刘勇是看不上高秀秀的。
并非是因为高秀秀长的不好或者不贤惠,而是因为高秀秀的出身。
高淮是偷儿,这叫刘勇真的看不上眼。
他心安理得的花着高淮偷来的珍宝换得的钱财,可打心底里看不起高家父女,恨不得离高秀秀远远的。
但是,他又别扭的知道刘家家境不怎么样,没了高秀秀嫁妆补贴,家里的生活水平会一落千丈,而且,他读书要钱,交友要钱,没了钱,简直是寸步难行。
刘勇真的很矛盾。
一边是清高的心态,一边又是残酷的现实。
最后,他还是向现实低了头:“好,我收拾一下就去打探一番,再寻人想办法把秀秀救出来。”
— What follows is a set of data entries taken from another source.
PR #776, opened 2022-03-08
Migrate codeinsights-db to vanilla postgres image

caugustus-sourcegraph:
Switch codeinsights to use the vanilla Postgres image.

Due to the uid mismatch between TimescaleDB and our Postgres image, we need to change existing file ownership (uid 70) to match the new uid (999). In this approach, we're running `chown` as a standalone container that will run before codeinsights-db starts up. This container can be removed in the 3.39 release.

Three concerns:
- `service_completed_successfully` requires a newer version of Docker Compose than we currently require (https://github.com/sourcegraph/sourcegraph/issues/32077). If this is a dealbreaker we may be able to get away with just letting codeinsights-db crash until the chown runs. **Update**: I think this is ok, we can make an update in the upgrade doc to tell customers to run the command separately.
- The performance cost of running the `chown` command is unknown. This needs to be tested against a larger dataset (insightstest), although the number of files involved should not be too unbearable. If it's too bad, we can always fall back to requiring customers to run a manual migration step. **Update:** no issue seen against insightstest
- The `sed` command in the chown container is a tiny bit risky. It definitely works for the pre-built postgresql.conf but if a customer has added their own things get messy. We'll need to rely on adding a warning during the upgrade notes (although I think there are very few customers who would have customized their conf in docker-compose).

### Checklist

### Test plan

Run through a migration on insightstest and measure performance / UX.

### DIFF
--- a/docker-compose/docker-compose.yaml
+++ b/docker-compose/docker-compose.yaml
@@ -48,6 +48,8 @@ services:
     depends_on:
       pgsql:
         condition: service_healthy
+      codeinsights-db:
+        condition: service_healthy
       codeintel-db:
         condition: service_healthy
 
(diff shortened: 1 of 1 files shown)


docker-compose/docker-compose.yaml
```diff
@@ -619,31 +621,83 @@ services:
...
+  #
+  codeinsights-chown:
+    container_name: codeinsights-chown
+    image: index.docker.io/sourcegraph/alpine-3.12:insiders@sha256:290c7a045f18b8dab3021e6d5667f751b44c5bd488c408ebd387a802a4bf4876
+    cpus: 0.1
+    mem_limit: '10m'
+    command:
+      - "sh"
+      - "-c"
+      - if [ -d /var/lib/postgresql/data/ ]; then chown -R 999:999 /var/lib/postgresql/data/; sed -r -i "s/[#]*\s*(shared_preload_libraries)\s*=\s*'timescaledb(.*)\'/\1 = '\2'/;s/,'/'/" /var/lib/postgresql/data/pgdata/postgresql.conf; fi
```
caugustus-sourcegraph, line 642: The sed command fixes https://github.com/sourcegraph/deploy-sourcegraph-docker/pull/777 and is just a reversal of the change run in the timescaledb image (https://github.com/timescale/timescaledb-docker/blob/master/Dockerfile#L79).

docker-compose/docker-compose.yaml
```diff
@@ -619,31 +621,83 @@ services:
...
   # Ports exposed to the public internet: none
   #
-  # Note: You should deploy this as a container, do not try to connect it to your external
-  # Postgres deployment (TimescaleDB is a bit special and most hosted Postgres deployments
-  # do not support TimescaleDB, the data here is akin to gitserver's data, where losing it
-  # would be bad but it can be rebuilt given enough time.)
   codeinsights-db:
     container_name: codeinsights-db
-    image: 'index.docker.io/sourcegraph/codeinsights-db:insiders@sha256:82fe7f91dbdca1cd397a80f1023d9da4e9c6af103bc36866d800e3a8279eea00'
+    image: 'index.docker.io/sourcegraph/postgres-12-alpine:135107_2022-03-03_9498a8bd3366@sha256:e26b159dc7c0c47d136886390c899816e669a3c2c1ead689bdad0b610364e45e'
```
caugustus-sourcegraph, line 658: Thoughts on whether we continue using a custom DB image? We could reuse the standard postgres-12-alpine image (less maintenance for customers running a private registry). Or we can keep building a custom `codeinsights-db` image that wraps our postgres image.

michaellzc: I like using the our standard postgres-12-alpine image. there's no good reason unless we are going to add custom config on top of the `soucegraph/postgres-12-alpine` image.

michaellzc:
> The performance cost of running the chown command is unknown. This needs to be tested against a larger dataset (insightstest), although the number of files involved should not be too unbearable. If it's too bad, we can always fall back to requiring customers to run a manual migration step.

Like you said, `chown` is only a problem when there're a lot of files, but pg shouldn't have a lot. 

> `service_completed_successfully` requires a newer version of Docker Compose than we currently require

what's the behaviour of running `docker-compose up -d` with an older version of docker compose? Will it result some weird race condition that codeinsights-db starts up before the chown container is finished? Or the docker-compose will just fail to start because it contains unsupported feature.

Additionally, taking `The sed command in the chown container is a tiny bit risky.` into account, I am thinking

1. add a sanity check to the script. If the conf file has been customized, error out immediately and point users to a manual migration guide.

2.1 If docker-compose will fail to run on older version, we can probably get away of utilizing `service_completed_successfully` feature.

2.2 If it doesn't and it caused weird behaviour, maybe we should make the migration an explicit manual step, like an extra `docker-compose.migration.yaml` file.

caugustus-sourcegraph:
A few updates after testing:

If the docker-compose version is too old, docker-compose up fails with the following error:
```The Compose file './docker-compose.yaml' is invalid because:
services.codeinsights-db.depends_on.codeinsights-chown.condition contains "service_completed_successfully", which is an invalid type, it should be a service_started, or a service_healthy
```
Running workloads are unaffected, so we should be ok with just noting this in the upgrade docs.

Running the chown against the insightstest data set took a negligible amount of time. The database does run through a [reindexing procedure](https://github.com/sourcegraph/sourcegraph/blob/main/docker-images/postgres-12-alpine/rootfs/reindex.sh), which probably isn't required, but is safer to keep for future-proofing.

caugustus-sourcegraph:
Closing this PR since I've changed the approach pretty significantly, will open a new one

PR #777, opened 2022-03-08
Swap codeinsights to vanilla postgres

caugustus-sourcegraph:
Just demoing the swap I'm testing out. `postgres:12.7-alpine` has the same uid as timescale so there are no permissions issues.

Error seen when trying to swap an existing deployment:
```
2022-03-08 21:00:36.119 UTC [1] FATAL:  could not access file "timescaledb": No such file or directory
2022-03-08 21:00:36.119 UTC [1] LOG:  database system is shut down

PostgreSQL Database directory appears to contain a database; Skipping initialization
```

Steps to reproduce:
- Start up docker-compose deployment running v3.37.0
- Update timescaleDB image reference to `postgres:12.7-alpine`
- Error!

### Checklist

### DIFF
--- a/docker-compose/docker-compose.yaml
+++ b/docker-compose/docker-compose.yaml
@@ -632,7 +632,7 @@ services:
   # would be bad but it can be rebuilt given enough time.)
   codeinsights-db:
     container_name: codeinsights-db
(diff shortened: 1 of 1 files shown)


caugustus-sourcegraph:
Problem resolved - the issue was that the timescale extension was added to the shared_preload_libraries postgres config.

PR #782, opened 2022-03-15
Frontend containers now wait for the migrator to complete

caugustus-sourcegraph:
The frontend-internal container now depends on the migrator completing successfully, preventing an outage when the migrator fails and fixing some flaky tests / startup failures.

This change was originally part of the initial migrator deployment but had to be rolled back in order for us to upgrade the minimum version of docker-compose (done in https://github.com/sourcegraph/sourcegraph/pull/32631).

### Checklist

### Test plan

New deployment started successfully.
Upgrade of deployment was successful.
A failed migrator container blocked the frontend containers from rolling out.

### DIFF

刘家人真的很无耻,当初觉得高秀秀没用了,就陷害人家,直接把人扔进牢里,甚至于还想害死高秀秀。
现在缺钱了,一家人不寻思着怎么从正道上来钱,就又想到高秀秀了,还想利用高秀秀来偷钱。
这一家人,也真够可以的。
若是让成烟罗和高秀秀知道这一家人的想法,指不定能再搬一回,恐怕连刘家人的换洗衣服都拿走扔给乞丐,让他们光着身子连门都出不得。
“表哥,表嫂虽说做错了事情,可和你到底是夫妻,一日夫妻百日恩,现在表嫂也得到了应有的教训,也该接她出来了。”
李贞娘走到刘勇身旁,轻声的劝解着。
李婆子满意的看了李贞娘一眼,对于李贞娘的知情识趣很赞赏。
刘勇握住李贞娘的手:“贞娘,你,你太心善了,这么着实在太委屈你了。”
“我不委屈。”李贞娘低头,显的更加柔弱:“只要表哥能好,我怎么都是好的。”
刘勇越发的感动。
刘有为不耐烦的催刘勇:“行了,赶紧去接你媳妇回来吧。”
刘勇又看了李贞娘几眼,这才不情不愿的出了门。
他出门的时候,把家里最后剩下的一点银子全揣在身上,到了长安府衙,刘勇便找了这里的一个文书,先请他到饭庄吃饭,一边喝酒,一边把想要找人通融把高秀秀从牢中保出来的意思讲了一遍。
他期待的看着那个文书:“实在是被偷了东西的那户人家也不想再追究下去,而我家……怎么说呢,虽说高氏不学好,可毕竟是我的结发夫妻,原送她进牢中,也是想让她得个教训,如今我,我想着她嫁给我也算是辛苦操持,就想着看看能不能寻个门路保她出来。”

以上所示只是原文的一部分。